In June’s Monetary Policy Board meeting, the Central Bank of Turkey left the one-week repurchase rate at 7.5 percent, while keeping overnight lending and borrowing rates at 10.75 percent and 7.25 percent respectively, meeting expectations.
After Turkey’s central bank announced that it is keeping three of its main interest rates at the current levels, the Turkish lira showed slight reaction reading at 2.67 against the dollar.
According to the bank's statement, it will keep its cautious stance in monetary policy as “inflation is expected to decline in the short term owing to a partial correction in food prices.”
However, “recent movements in the exchange rates have delayed the improvement in the core indicators,” it wrote
"Yet, recent movements in the exchange rates have delayed the improvement in the core indicators," it said.

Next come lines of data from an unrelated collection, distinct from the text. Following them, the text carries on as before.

PR #587, opened 2026-05-06
feat(inkless): POD-2395 Prune consolidated diskless offsets

viktorsomogyi:
Diskless logs which have been already consolidated to the remote
tier should be removed from the coordinator and the WAL. This commit
adds the functionality to do that:
  - control plane (in-memory and postgres) implementation
  - postgres routine
  - wiring into ReplicaManager

The pruning will be invoked as a periodic task in ReplicaManager
with a configurable cleanup period.


storage/inkless/src/main/java/io/aiven/inkless/control_plane/PruneDisklessLogsRequest.java
```diff
@@ -0,0 +1,6 @@
+package io.aiven.inkless.control_plane;
```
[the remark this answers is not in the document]
viktorsomogyi: resolved

storage/inkless/src/main/java/io/aiven/inkless/control_plane/postgres/PostgresControlPlane.java
```diff
@@ -17,6 +17,8 @@
  */
 package io.aiven.inkless.control_plane.postgres;
 
+import io.aiven.inkless.control_plane.PruneDisklessLogsRequest;
+import io.aiven.inkless.control_plane.PruneDisklessLogsResponse;
```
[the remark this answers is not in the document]
viktorsomogyi: done

storage/inkless/src/main/java/io/aiven/inkless/control_plane/PruneDisklessLogsResponse.java
```diff
@@ -0,0 +1,8 @@
+package io.aiven.inkless.control_plane;
```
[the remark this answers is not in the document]
viktorsomogyi: done

storage/inkless/src/main/java/io/aiven/inkless/control_plane/postgres/PruneDisklessLogsJob.java
```diff
@@ -0,0 +1,77 @@
+package io.aiven.inkless.control_plane.postgres;
```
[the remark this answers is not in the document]
viktorsomogyi: done

core/src/main/scala/io/aiven/inkless/consolidation/ConsolidatedDisklessLogPruner.scala
```diff
@@ -0,0 +1,65 @@
+package io.aiven.inkless.consolidation
```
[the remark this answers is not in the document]
viktorsomogyi: added it

storage/inkless/src/main/java/io/aiven/inkless/control_plane/InMemoryControlPlane.java
```diff
@@ -733,6 +733,11 @@ public synchronized List<GetProducerStateResponse> getProducerState(final List<G
         return result;
     }
 
+    @Override
+    public List<PruneDisklessLogsResponse> pruneDisklessLogs(List<PruneDisklessLogsRequest> pruneDisklessLogsRequests) {
+        throw new UnsupportedOperationException();
+    }
+
```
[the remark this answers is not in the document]
viktorsomogyi: ignoring this one

storage/inkless/src/main/java/io/aiven/inkless/control_plane/InMemoryControlPlane.java
```diff
@@ -733,6 +734,11 @@ public synchronized List<GetProducerStateResponse> getProducerState(final List<G
         return result;
     }
 
+    @Override
+    public List<PruneDisklessLogsResponse> pruneDisklessLogs(List<PruneDisklessLogsRequest> pruneDisklessLogsRequests) {
+        throw new UnsupportedOperationException();
+    }
```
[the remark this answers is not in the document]
viktorsomogyi: Change added.

core/src/main/scala/kafka/cluster/Partition.scala
```diff
@@ -259,6 +261,10 @@ class Partition(val topicPartition: TopicPartition,
    */
   def isAtMinIsr: Boolean = leaderLogIfLocal.exists { partitionState.isr.size == effectiveMinIsr(_) }
 
+  def setDisklessStartOffset(disklessStartOffset: Long) = this.disklessStartOffset = disklessStartOffset
+
+  def getDisklessStartOffset() = disklessStartOffset
```
jeqo: unused?

core/src/main/scala/kafka/cluster/Partition.scala
```diff
@@ -259,6 +261,10 @@ class Partition(val topicPartition: TopicPartition,
    */
   def isAtMinIsr: Boolean = leaderLogIfLocal.exists { partitionState.isr.size == effectiveMinIsr(_) }
 
+  def setDisklessStartOffset(disklessStartOffset: Long) = this.disklessStartOffset = disklessStartOffset
```
jeqo: Should this check that new start offset is always growing? Is moving back a valid scenario?
Also, maybe rename to "bumpDisklessStartOffset" or similar?

storage/inkless/src/main/resources/db/migration/V12__Prune_diskless_batches.sql
```diff
@@ -0,0 +1,103 @@
...
+        )
+        ORDER BY l.topic_id, l.partition  -- ordering is important to prevent deadlocks
+        FOR UPDATE;
+        FOREACH l_request IN ARRAY arg_requests LOOP
+            SELECT *
+            FROM logs
+            WHERE topic_id = l_request.topic_id
+              AND partition = l_request.partition
+            ORDER BY topic_id, partition
+            FOR UPDATE
```
jeqo, line 50: Are these needed? there is a `FOR UPDATE` before already, and results are filtered so ordering shouldn't be needed.

storage/inkless/src/main/java/io/aiven/inkless/control_plane/PruneDisklessLogsResponse.java
```diff
@@ -0,0 +1,26 @@
...
+ * You should have received a copy of the GNU Affero General Public License
+ * along with this program.  If not, see <http://www.gnu.org/licenses/>.
+ */
+package io.aiven.inkless.control_plane;
+
+import org.apache.kafka.common.TopicIdPartition;
+
+public record PruneDisklessLogsResponse(
+    TopicIdPartition topicIdPartition,
+    Long disklessLogStartOffset,
```
jeqo: In other responses we tend to use primitive `long` and use -1 for invalid offsets, e.g., `EnforceRetentionResponse`

core/src/main/scala/io/aiven/inkless/consolidation/ConsolidatedDisklessLogPruner.scala
```diff
@@ -0,0 +1,95 @@
...
+            pruneDisklessLogsResponse.error)
+        } else {
+          inklessMetadataView.getTopicName(pruneDisklessLogsResponse.topicIdPartition.topicId).toScala match {
+            case Some(topicName) =>
+              val responseTopicIdPartition = new TopicIdPartition(pruneDisklessLogsResponse.topicIdPartition.topicId,
+                pruneDisklessLogsResponse.topicIdPartition.partition, topicName)
+              replicaManager.getPartitionOrError(responseTopicIdPartition.topicPartition) match {
+                case Right(partition) =>
+                  val o = pruneDisklessLogsResponse.disklessLogStartOffset
+                  if (o == null) {
```
jeqo: Is it possible to have error == NONE and no diskless log start offset?

core/src/main/scala/io/aiven/inkless/consolidation/ConsolidatedDisklessLogPruner.scala
```diff
@@ -0,0 +1,95 @@
...
+        case _ => None
+      }.toSeq.asJava
+    if (!requests.isEmpty) {
+      controlPlane.pruneDisklessLogs(requests).asScala.foreach { pruneDisklessLogsResponse =>
+        if (pruneDisklessLogsResponse.error != PruneDisklessLogsError.NONE) {
+          logger.warn("Prune diskless logs did not apply for {} (control plane reported {})",
+            pruneDisklessLogsResponse.topicIdPartition,
+            pruneDisklessLogsResponse.error)
+        } else {
+          inklessMetadataView.getTopicName(pruneDisklessLogsResponse.topicIdPartition.topicId).toScala match {
```
jeqo: is this lookup really needed?

core/src/main/scala/kafka/cluster/Partition.scala
viktorsomogyi: Yea, added it for possible future use cases but now working on my follow up PR to this, I'm not sure I'll use it. I can remove it for now and add whenever needed.

storage/inkless/src/main/resources/db/migration/V12__Prune_diskless_batches.sql
viktorsomogyi: well, it's there to catch an update that was made after the execution of the first one (if new log rows were added since). But maybe it would be better to create a temporary table from the first one and work on that? That way we may not need this and hopefully it would be cleaner.

core/src/main/scala/kafka/cluster/Partition.scala
viktorsomogyi: On a second thought, maybe I can use this for the offset monotonicity validation.

storage/inkless/src/main/java/io/aiven/inkless/control_plane/PruneDisklessLogsResponse.java
viktorsomogyi: ack

core/src/main/scala/io/aiven/inkless/consolidation/ConsolidatedDisklessLogPruner.scala
viktorsomogyi: Good catch, it should really be a primitive type.

core/src/main/scala/io/aiven/inkless/consolidation/ConsolidatedDisklessLogPruner.scala
viktorsomogyi: Yes, the response won't contain the topic name, however we need it for `replicaManager.getPartitionOrError(responseTopicIdPartition.topicPartition)` a bit below, however I might be able to fish it out from `eitherErrorOrLog._2` if you think the metadata query is too expensive. Wdyt?

viktorsomogyi: Update: I might be able to acquire it in the response mapper so ignore my previous comment. Will let you know if that doesn't work, until that I'll resolve this.

core/src/main/scala/kafka/cluster/Partition.scala
viktorsomogyi: I'll add a check.

core/src/main/scala/io/aiven/inkless/consolidation/ConsolidatedDisklessLogPruner.scala
```diff
@@ -0,0 +1,88 @@
...
+      controlPlane.pruneDisklessLogs(requests).asScala.foreach { pruneDisklessLogsResponse =>
+        if (pruneDisklessLogsResponse.error != PruneDisklessLogsError.NONE) {
+          logger.warn("Prune diskless logs did not apply for {} (control plane reported {})",
+            pruneDisklessLogsResponse.topicIdPartition,
+            pruneDisklessLogsResponse.error)
+        } else {
+          replicaManager.getPartitionOrError(pruneDisklessLogsResponse.topicIdPartition.topicPartition) match {
+            case Right(partition) =>
+              val newDisklessLogStart = pruneDisklessLogsResponse.disklessLogStartOffset
+              if (partition.getDisklessLogStartOffset() > newDisklessLogStart) {
```
viktorsomogyi: @jeqo put the monotonicity check here because inside `Partition` it would've been weird because that way we wouldn't have used `getDisklessLogStartOffset` so we would have ended up with a setter that could potentially throw an exception (depending on the implementation for invalid new diskless start offset).
I have an upcoming PR where I can possibly further enhance the handling of these kind of issues and also add pre-consolidation truncation (because doing consolidation for a migrated topic might be unsafe), so I might be able to address this more completely in that.

storage/inkless/src/main/resources/db/migration/V12__Prune_diskless_batches.sql
viktorsomogyi: Ended up refactoring into a temp table. I could get rid of the `FOR UPDATE` though 😄 . Unfortunately we still need to iterate through arg_requests to be able to return `unknown_topic_or_partition` errors so I can't really simplify it more.

jeqo: I think I misunderstood the initial implementation and the `FOR UPDATE` wasn't redundant -- it's the lock that prevents concurrent mutations between your read and your UPDATE logs SET log_start_offset. Without it, there's a TOCTOU window. The ORDER BY on the locking query is also needed (deadlock prevention). Could you bring those back and add a comment on those? And given that FOR UPDATE must stay, the temp table becomes optional — a PERFORM ... FOR UPDATE + direct re-read from logs inside the loop achieves the same correctness without DDL overhead. Sorry for the confusion here.

core/src/main/scala/io/aiven/inkless/consolidation/ConsolidatedDisklessLogPruner.scala
jeqo: What's the intended consumer of this field beyond the pruner's own monotonicity check? If it's just monotonicity enforcement, this should be:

The current level of Turkey’s interest rates remains a source of debate in the country. Last year in January, the Central Bank of Turkey increased rates drastically, aiming to reduce the losses of the Turkish lira against the dollar and the euro.
Since then, the central bank has been cutting the rates at a very slow pace, a move highly criticised by the Turkish government, due to the fact that high interest rates put downside pressures on economic growth as well as job creation.
According to Turkish Economy Minister Nihat Zeybekci, an interest rate cut by the Turkish Central Bank would benefit the Turkish economy. Zeybekci, a vocal critic of the central bank, said that he believes the bank will be able to ease rates with the formation of a new government.